Re-run the evaluation experiment
Use the same dataset to measure how your changes affected tool selection quality.
Compare the results
Review improvements in score, spot reductions in errors, and identify new patterns or regressions.

And this is just for one module! You can next move to the next component of your agent
You can evaluate modules with metrics like the following:
- Router: tool selection and parameter extraction
- Tools: Output accuracy, hallucinations
- Planner: Plan length, validity, sufficiency
- Paths: Looping, redundant steps
- Reflection: Output quality, retry logic
5. Wrapping Up: Where to Go From Here
Building great agents is a journey that doesn’t stop at getting them to “work.” It’s about creating agents you can trust, understand, and continuously improve.

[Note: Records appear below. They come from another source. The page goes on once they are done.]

PR #641, opened 2023-08-20
added solution

IhorKalaur:


src/main/java/mate/academy/model/User.java
```diff
@@ -0,0 +1,63 @@
...
+
+import javax.persistence.Column;
+import javax.persistence.Entity;
+import javax.persistence.GeneratedValue;
+import javax.persistence.GenerationType;
+import javax.persistence.Id;
+import javax.persistence.Table;
+
+@Entity
+@Table(name = "users")
```
JeniaSan, line 11: Please use singular nouns for naming tables

src/main/java/mate/academy/service/impl/AuthenticationServiceImpl.java
```diff
@@ -0,0 +1,43 @@
...
+        if (userFromDbOptional.isEmpty()) {
+            throw new AuthenticationException("Can't authenticate user with email " + email);
+        }
+        User user = userFromDbOptional.get();
+        String hashedPassword = HashUtil.hashPassword(password, user.getSalt());
+        if (!user.getPassword().equals(hashedPassword)) {
+            throw new AuthenticationException("Can't authenticate user with email, " + email
+                    + ". The password is incorrect ");
+        }
+        return user;
```
JeniaSan, line 30: you can simplify this code. use two checks only in one "if" block

JeniaSan (changes requested):
good job, lets improve some minor mistakes

src/main/java/mate/academy/model/User.java
IhorKalaur: > Please use singular nouns for naming tables

Based on the general structure of the project, the names for other tables are used in the plural, I think it would be incorrect to use the singular for this case

src/main/java/mate/academy/service/impl/AuthenticationServiceImpl.java
```diff
@@ -0,0 +1,41 @@
...
+
+@Service
+public class AuthenticationServiceImpl implements AuthenticationService {
+    @Inject
+    private UserService userService;
+
+    @Override
+    public User login(String email, String password) throws AuthenticationException {
+        User user = userService.findByEmail(email).orElseThrow(()
+                -> new AuthenticationException("Can't authenticate user with email " + email
```
andrii-hoienko, line 20: Better to simplify error message, just say that email or password is invalid. Also it is possible to use one check here

src/main/java/mate/academy/util/HashUtil.java
```diff
@@ -0,0 +1,36 @@
...
+public class HashUtil {
+    private static final String CRYPTO_ALGORITHM = "SHA-512";
+
+    private HashUtil() {
+
+    }
+
+    public static byte[] getSalt() {
+        SecureRandom secureRandom = new SecureRandom();
+        byte[] salt = new byte[16];
```
andrii-hoienko, line 16: magic number

andrii-hoienko (changes requested):
Good, but let`s improve your solution

src/main/java/mate/academy/model/User.java
```diff
@@ -0,0 +1,63 @@
...
+public class User {
+    @Id
+    @GeneratedValue(strategy = GenerationType.IDENTITY)
+    private long id;
+    @Column(unique = true)
+    private String email;
+    private String password;
+    private byte[] salt;
+
+    public User() {
```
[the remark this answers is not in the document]
IhorKalaur: > Is it required to create no args constructor manually?

One of the requirements of Entities is a constructor without parameters, I obviously wrote it just to play it safe.

src/main/java/mate/academy/service/impl/AuthenticationServiceImpl.java
```diff
@@ -16,15 +16,16 @@ public class AuthenticationServiceImpl implements AuthenticationService {
...
     @Override
     public User login(String email, String password) throws AuthenticationException {
-        User user = userService.findByEmail(email).orElseThrow(()
-                -> new AuthenticationException("Can't authenticate user with email " + email
-                + ". There isn't in DB"));
-        String hashedPassword = HashUtil.hashPassword(password, user.getSalt());
-        if (!user.getPassword().equals(hashedPassword)) {
-            throw new AuthenticationException("Can't authenticate user with email, " + email
-                    + ". The password is incorrect ");
+        try {
```
vovasalyha, line 19: It's no a clear handling of the possible AuthenticationException, because you catch all exceptions which can give you false-positive result. Use your previous version but simply add in the `if` check `user.isEmpty()` and give it a general message.

vovasalyha (changes requested):
Good, but let's improve your login method logic.

vovasalyha (approved):
Nice👍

In this guide, you’ve learned how to make agent behavior observable, how to evaluate outputs and reasoning steps, and how to design experiments that drive real, measurable improvements.
But this is just the beginning.
From here, you might want to:
- Optimize your prompts to drive better agent behavior with Prompt Optimization.
- Monitor agents in production to catch regressions, errors, and drift in real-time with Production Monitoring.
- Add guardrails for security, content safety, and sensitive data leakage prevention, ensuring your agents behave responsibly even in dynamic environments.
Each of these steps builds on the foundation you’ve set: observability, evaluation, and continuous iteration.
By combining them, you’ll be ready to take your agents from early prototypes to production-grade systems that are powerful, safe, and scalable.